Now that I've gotten the exposition out of the way:


What would be a suitable name for the body of evil magic as a whole?
Between "shadowhand" and "silvanhand", which is better? *EDIT:* This question has been solved. Thanks!
What would be a good name for shadowhand/silvanhand's evil counterpart? *EDIT:* This question has been solved. Thanks!
What would be a good name for runespark's evil counterpart?

The latter two questions are those that chiefly stump me at present. Thanks!

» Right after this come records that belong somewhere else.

PR #288, opened 2018-04-18
Or, you know, just do all the approaches for #266

### LINKED ISSUE #266: Add a `?skip_unchanged_versions=true|false` querysting argument to /imports

Mr0grog:
I guess it’s not like they really conflict.

Fixes #266 ALL THE WAYS

### DIFF
--- a/app/jobs/import_versions_job.rb
+++ b/app/jobs/import_versions_job.rb
@@ -77,6 +77,7 @@ class ImportVersionsJob < ApplicationJob
     end
 
     version.validate!
+    version.update_different_attribute
     version.save
   end
 
--- a/app/jobs/import_versions_job.rb
+++ b/app/jobs/import_versions_job.rb
@@ -77,7 +77,7 @@ class ImportVersionsJob < ApplicationJob
     end
 
     version.validate!
-    version.update_different_attribute
+    version.update_different_attribute(save: false)
     version.save
   end
 
--- a/app/jobs/import_versions_job.rb
+++ b/app/jobs/import_versions_job.rb
@@ -76,6 +76,11 @@ class ImportVersionsJob < ApplicationJob
       end
     end
 
+    if @import.skip_unchanged_versions? && version_changed?(version)
+      warn "Skipped version identical to previous. URL: #{page.url}, capture_time: #{version.capture_time}, source_type: #{version.source_type}"
+      return
+    end
+
     version.validate!
     version.update_different_attribute(save: false)
     version.save
@@ -174,5 +179,17 @@ class ImportVersionsJob < ApplicationJob
       end.join(' or ')
       raise Api::InputError, "`#{field_name}` must be #{names}, not `#{value.class.name}`"
     end
+  end
+
+  def version_changed?(version)
+    return true if version.version_hash.nil?
+
+    previous = version.page.versions
+      .where(source_type: version.source_type)
+      .where('capture_time < ?', version.capture_time)
+      .order(capture_time: :desc)
+      .first
+
+    version.version_hash == previous.try(:version_hash)
   end
 end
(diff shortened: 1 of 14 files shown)


lightandluck:
Looks good as far as I can tell. Read through code and nothing stuck out. Looked more closely at tests and they make sense and passed. 👍

One minor typo, in the commit message for [355b4212](https://github.com/edgi-govdata-archiving/web-monitoring-db/pull/288/commits/355b421231ba5f18fb01e75e7ce09dd44c7b3ad4), we say the new method is `version.update_changed_attribute`, but it ended up being called `version.update_different_attribute`. Not sure if that's actually worth fixing. ¯\_(ツ)_/¯

app/jobs/import_versions_job.rb
```diff
@@ -174,4 +180,16 @@ def validate_kind!(kinds, record, field_name)
...
     end
   end
+
+  def version_changed?(version)
+    return true if version.version_hash.nil?
+
+    previous = version.page.versions
+      .where(source_type: version.source_type)
+      .where('capture_time < ?', version.capture_time)
+      .order(capture_time: :desc)
```
danielballan: I noticed that, in `update_different_attribute`, you use `limit(1).first` which I assume is a performance win. Does that not buy you anything in this case?

lightandluck:
I went ahead and removed `.limit(1)` and updated the docs, if someone wants to approve and merge =D

danielballan:
Thanks!

PR #290, opened 2018-04-18
Offer local dev option with minimal local installation

patcon:
Hey all! I was trying to work at an dev setup process that will onboard 99% of people in maybe 10 minutes. I'm hoping to start pitching at hacknights, so I'm gearing up for that and hoping to have feedback sooner rather than later.

Having onboarded people in-person to a good few projects at hacknights, getting local underlying services (like redis and postgres) running is usually the biggest stumbling block for new people to get to the point of getting things running on their local machine.

Also, as someone with no enough spare space to run docker images, I personally feel the pain of not being able to use that approach.

Could point out this setup path that off-loads most of the setup onto a remote service like heroku?

Also, I notice that we don't use the `bin/setup` script that rails provides. Would we be in favour of using that more in the setup docs?

(I hope to make some pitches at the hacknight and get people running through this process, and getting some feedback.)


Mr0grog:
> Having onboarded people in-person to a good few projects at hacknights, getting local underlying services (like redis and postgres) running is usually the biggest stumbling block for new people to get to the point of getting things running on their local machine.

Yes, making sure you have all the right other services running and that you’ve got them linked up right is probably the hardest part here. It can be tough if you are doing it for the first time. We don’t give especially good guidance.

> Could point out this setup path that off-loads most of the setup onto a remote service like heroku?

I *really* do not like this approach. I get that it makes things simpler to set up (if you are comfortable with Heroku), but I feel very uncomfortable with suggesting a default environment where critical components of the application are non-local, not to mention co-opting Heroku’s service for a free (if really poor performing) cloud-based DB.

If other people disagree, ok. But I’m not personally excited about this.

> Also, I notice that we don't use the bin/setup script that rails provides. Would we be in favour of using that more in the setup docs?

I suppose we could actually utilize this to simplify some things. I don’t think it’s very worthwhile if you are also going add `make`, though (I think the idea in Rails is that you would use `rake` instead of `make`, which is generally what we do, and then you’d need `setup` to get the gems required for your `rake` tasks to load).

bin/setup
```diff
@@ -1,4 +1,6 @@
 #!/usr/bin/env ruby
+
+require 'dotenv/load'
```
Mr0grog: This isn’t going to work very well (for first time runs) until *after* line 31 where we install gems.

danielballan:
> Having onboarded people in-person to a good few projects at hacknights, getting local underlying services (like redis and postgres) running is usually the biggest stumbling block for new people to get to the point of getting things running on their local machine.

I agree that this is an important problem. It keeps me up at night that getting up and running is so involved. As part of my work on ansible, I am working on a solution that will ask new developers to do only:

```bash
git clone <OUR_TEMPORARILY_PRIVATE_ANSIBLE_REPO>
brew install ansible  # or sudo apt-get install ansible
sudo ansible-playbook -i inventory/local site.yml
# Aim browser to http://localhost:3001
```

and I think that will make a big difference. A crucial feature of an approach like this one is that it uses the same standard tools (homebrew, postgres, etc.) that a more experienced developer would choose. It avoids introducing concepts that are beginner-friendly on the surface but, in the longer term, add additional cognitive overhead and maintenance burden.

I agree with @Mr0grog's points against using Heroku. We have an app that is complex. Hiding that complexity by using a special deployment strategy for newcomers gets them up and running quicker, but in the medium-term makes things _more_ confusing because eventually we have to say "OK, now forget about Heroku -- unlearn what you've learned so far -- and instead learn the actual way we do this...." Our goal should be to be getting someone all the way to becoming a regular contributor, which is not necessarily the same as getting someone to running the app along the fastest path possible.

weatherpattern:
>  Our goal should be to be getting someone all the way to becoming a regular contributor, which is not necessarily the same as getting someone to running the app along the fastest path possible.

I think @danielballan makes a very good point here, for this to work we need to get a developer onboard (paid or volunteer) who has the capacity to manager that transition from heroku to a local install. 
I recommend getting the Ansible deployment set up and improved documentation out (both in active progress) and reassess.

bin/setup
patcon: If we want to salvage using `bin/setup`, could we not rescue below the `bundle check` like:

```rb
begin 
  require 'dotenv/load'
rescue LoadError
end
```

danielballan:
[Derailing into a philosophical discussion here, just for the fun of it....]

> By the time they're at the deeper level, they're no longer the newcomer on their first install, and so the landscape of what you can ask/expect of this person is totally different. First impressions count, and an "ASAP Local" philosophy still personally wins me over :)

You make a well-considered point. I give this some thought too (mostly [in my day-job work](https://nsls-ii.github.io/tutorials.html)) and I usually speak for the side of the argument that you are taking here. I don't disagree with anything you've said, but I think that it's also important to keep some consistency in tooling and presentation. Broad speaking, if the tooling for the installation and the basic usage examples are _very_ specialized for that first impression, users and contributors might get a false sense of what they are getting into, causing them to misjudge whether a project is a good fit for their needs/interests or, as I suggested in a previous comment, to become confused as they learn more. Some specialization for that first impression is warranted, but I wouldn't agree with a maximalist position.

patcon:
Thanks all! Sorry for the noise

Spoiler: Magical Disciplines



*Soulfire*
Generation and manipulation of a special kind of "living" fire that has properties differing from normal fire and almost has a mind of its own.  Its users apply their imagination and creativity to achieve varied, unique, and sometimes staggering feats through its use. Soulfire is also unique in that it is the only magical discipline that allows the user to _create_ (fire) elementals.

*Shadowhand/Silvanhand*
This talent manifests as a limited ability to manipulate the natural world and also grants exceptional reflexes and agility, the ability to camouflage by changing one's skin, and the power to transform weapons and into things of light or shadow. Its users, a tribe of forest-dwelling hunter/gatherers chiefly use the last power in conjunction with arrows. Light arrows can deal powerful damage, and shadow arrows are invisible unless you stare directly at them, although they can still be "sensed" by those blessed with this power. Seers, who are very powerful in the art, can even walk on water.

*Runespark*
Those blessed with this talent have an inborn quality that reacts with a special substance called "thunderstone" that occasionally falls from the sky. This interaction enables them to use that substance to generate massive amounts of energy that can manifest as powerful arcs of lightning. The skill is not only useful for combat, as advanced masters can use this power to simulate a kind of teleportation. The users of this gift most often smelt thunderstone into a grey-black metal called "thundersteel". The purified metal has less raw power but is lighter and easier to make use of and is typically forged into swords and armor. These weapons are then marked with runes to bind them to an individual user.

*Dragonfire*
Dragonfire manifests as a magical flame of eerie green or sickly yellow-green color. Whereas soulfire encourages creativity, imagination, and strategic thinking, dragonfire is mainly used to overwhelm an opponent with sheer, brute force. Extremely powerful practitioners can create the eponymous dragons, which are, in this universe, not true animals or sentient creatures, but rather a corrupt kind of elemental.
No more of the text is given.